> **EXERCISE MATERIALS**:
= Beginning of Section =

PR #1461, opened 2022-01-04
WIP: support composite projects

### LINKED ISSUE #234: Does not work with monorepo / yarn workspaces
I do have a setup with a monorepo / yarn workspace and lerna. Mostly identical with `ember-decorators` repo. For reference I added `lerna.json` and `package.json` (for the workspace) as reference below. The structure typically looks like this:

```
[root]
|- packages
|-- packageA
|-- packageB
|- node_modules
|- package.json
`- lerna.json
```

So, when `packageA` requires `ember-cli-typescript` it is installed to `[root]/node_modules/ember-cli-typescript` and so is `typescript`. Hence the watcher is setup to watch in the folder `[root]/packages/packageA/node_modules/***` which doesn't exist. 

As such the watcher tries to endlessly find something that doesn't exist. There should be some mechanism first to detect, wether this is a yarn workspace and an which folders to look for (it still can be the package related `node_modules` folder).

```json
// lerna.json
{
  "lerna": "2.11.0",
  "npmClient": "yarn",
  "useWorkspaces": true,
  "packages": [
    "packages/*"
  ],
  "version": "0.0.0"
}
```

```json
// package.json
{
	"private": true,
	"devDependencies": {
		"lerna": "^2.11.0"
	},
	"workspaces": [
		"packages/*"
	]
}
```

### LINKED ISSUE #1451: Type checking failure when building in-repo addons with project references
```
ember-cli: 3.28.0
node: 14.15.1
os: darwin x64
```

### Please paste the output of `tsc -v` here
```
Version 4.4.2
```

### Please paste the version of `ember-cli-typescript` and `ember-cli-typescript-blueprints` here
```
ember-cli-typescript@4.2.1
```
**no blueprints**

### Please paste your `tsconfig.json` and `tslint.json` or `eslint.json` (if applicable) below
[top level tsconfig](https://github.com/brendenpalmer/ember-cli-typescript-typechecking-repro/blob/master/tsconfig.json)
[nested tsconfig](https://github.com/brendenpalmer/ember-cli-typescript-typechecking-repro/blob/master/packages/ts-addon/tsconfig.json)

```sh
git clone git@github.com:brendenpalmer/ember-cli-typescript-typechecking-repro.git
cd ember-cli-typescript-typechecking-repro
yarn
cd packages/ts-addon/
ember b
```

typechecking should fail with the above steps, running ember build from inside ts-addon. This repo make use of composite projects & in this particular case, the ts compiler fails to build the TS files in ts-addon-b, thus throwing a typecheck error.

##### Reproduction Case
**Link: ** https://github.com/brendenpalmer/ember-cli-typescript-typechecking-repro

Instructions listed above.

I expected to successfully run `ember b` in the sample app's `ts-addon` package without type errors

### What happened instead?
Typechecking fails with the following error:
```
error TS6305: Output file '/Users/hmajoros/Job/ember-cli-typescript-typechecking-repro/packages/ts-addon-b/addon/index.d.ts' has not been built from source file '/Users/hmajoros/Job/ember-cli-typescript-typechecking-repro/packages/ts-addon-b/addon/index.ts'.

1 import { FOO_BAR_BAZ } from 'ts-addon-b';
```

chriskrycho:
Support composite projects and project references to do incremental builds.

- [ ] hook into the basic TS config for the build mode
- [ ] make sure that things actually work in workspaces correctly
- [ ] add tests!

This resolves some long-standing gaps:

- Resolves #234
- Resolves #1451

### DIFF
--- a/ts/lib/typechecking/worker/index.ts
+++ b/ts/lib/typechecking/worker/index.ts
@@ -8,6 +8,8 @@ import {
   CompilerOptions,
   WatchOfConfigFile,
   WatchCompilerHostOfConfigFile,
+  SolutionBuilderWithWatchHost,
+  SolutionBuilder,
 } from 'typescript';
 
 const debug = logger('ember-cli-typescript:typecheck-worker');
@@ -31,10 +33,14 @@ export default class TypecheckWorker {
   private lastSettledStatus = this.status;
   private typecheckTimeout?: NodeJS.Timer;
 
-  private projectRoot!: string;
-  private ts!: typeof import('typescript');
-  private watch!: WatchOfConfigFile<SemanticDiagnosticsBuilderProgram>;
-  private compilerOptions!: CompilerOptions;
+  // SAFETY: these are configured during the `start` call, which in turn is run
+  // after construction but *before* anything else happens.
+  private declare projectRoot: string;
+  private declare ts: typeof import('typescript');
+  private declare watch:
+    | WatchOfConfigFile<SemanticDiagnosticsBuilderProgram>
+    | SolutionBuilder<SemanticDiagnosticsBuilderProgram>;
+  private declare compilerOptions: CompilerOptions;
 
   /**
    * Begin project typechecking, loading TypeScript from the given project root.
@@ -42,6 +48,13 @@ export default class TypecheckWorker {
   public start(projectRoot: string) {
     this.projectRoot = projectRoot;
     this.ts = this.loadTypeScript();
+
+    // In the case of a composite project
+    if (this.compilerOptions.composite) {
+      this.watch = this.ts.createSolutionBuilderWithWatch(this.buildCompositeHost(), [], {}, {});
+      return;
+    }
+
     this.watch = this.ts.createWatchProgram(this.buildWatchHost());
     this.compilerOptions = this.watch.getProgram().getCompilerOptions();
   }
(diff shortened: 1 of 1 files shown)


ts/lib/typechecking/worker/index.ts
```diff
@@ -31,17 +33,28 @@ export default class TypecheckWorker {
...
 
   /**
    * Begin project typechecking, loading TypeScript from the given project root.
    */
   public start(projectRoot: string) {
     this.projectRoot = projectRoot;
     this.ts = this.loadTypeScript();
+
+    // In the case of a composite project
+    if (this.compilerOptions.composite) {
```
chriskrycho, line 53: Note: here we don't actually *have* a `this.compilerOptions`. `declare` and `!` alike mislead here.

However, we currently only use `compilerOptions` as a way of handling the `noEmitOnError` setting, which [seems not to be used in composite projects anyway](https://discord.com/channels/@me/689455032629854295/927735143093919775). For that setting, we can refactor the design here to simply match the `tsc` behavior (and document it). That just means making `compilerOptions` optional.

However, as this line itself indicates, we do actually need to load and resolve the project `tsconfig.json` to even know which mode to build in, so I will follow up by introducing *that* here.

This also leads to an obvious question, though: should we be using `noEmitOnError`, which has caused a great deal of back-and-forth and confusion about exactly how it is integrated into the build? Or should we allow users to opt into `ember-cli-typescript`-specific configuration in some way, e.g. via something like an `ember.typescript` settings object in `package.json`?

vitch:
Could you elaborate a little more on what this will achieve once it's done?

I think it's related to the thing I'm running into over [here](https://github.com/vitch/ts-interface/issues/1) except that I'm not even sure I'm running this code over there!

The issue I'm seeing over there happens when running `tsc --build --watch` directly (and `ember s` works fine). 

In the actual monorepo I'm reproducing we don't currently use `ember-cli-typescript` and instead just rely on `enableTypeScriptTransform` from `ember-cli-babel` to strip types when building (and "just typescript" for editor support and type checking on CI)...

chriskrycho:
@vitch sorry, I totally missed your comment a few months ago! The short version is is: `ember-cli-typescript` currently doesn't understand project references *at all*, and so doesn’t support building the intermediate `.d.ts` and `.tsbuildinfo` files, and doesn't work if you are working in a package within a workspace.

The thing you hit with interface merging appears to me to be something different (though I haven't poked at it in detail)—it is, in fact, the *desired* behavior for interface merging in that you don’t *want* interface declarations from non-referenced projects to be available. Without that, for example, there would be no way to have any kind of isolation between packages in a workspace; they would all automatically share all merged interfaces. What you want (and what composite projects give you!) is an actual explicit dependency graph: you will only inherit the merged interfaces from the projects you depend on.

vitch:
@chriskrycho - thanks for the response...

I think I got to the bottom of the interface merging thing and it was that the interfaces are only merged from files which are explicitly imported or are `include`d from a `tsconfig`. IIRC I thought I was seeing different behavior with the registry for Ember services but in the end it was behaving the same.

I actually put this whole thing on a back burner for a while because there was a bunch of other stuff that we need to update before we can even benefit from what I was trying to achieve. In the meantime we might be able to make the relevant files v2 addons and thus avoid the mass of composite projects which are the cause of many of our current problems anyway :)

chriskrycho:
Closing this: per discussion (and forthcoming RFC from the Ember TypeScript team!) we are *not* going to implement this, and instead are going to shift how `ember-cli-typescript` works with the rest of the ecosystem rather substantially. More details to come. (Glint `--build` support *is* still coming, though!)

= End of Section =

> **WHAT TO DO**:
The first line of the records and every line down to the line with "which doesn't exist." must be quoted exactly; leave out all else.

> **SOLUTION**:
PR #1461, opened 2022-01-04
WIP: support composite projects

### LINKED ISSUE #234: Does not work with monorepo / yarn workspaces
I do have a setup with a monorepo / yarn workspace and lerna. Mostly identical with `ember-decorators` repo. For reference I added `lerna.json` and `package.json` (for the workspace) as reference below. The structure typically looks like this:

```
[root]
|- packages
|-- packageA
|-- packageB
|- node_modules
|- package.json
`- lerna.json
```

So, when `packageA` requires `ember-cli-typescript` it is installed to `[root]/node_modules/ember-cli-typescript` and so is `typescript`. Hence the watcher is setup to watch in the folder `[root]/packages/packageA/node_modules/***` which doesn't exist. 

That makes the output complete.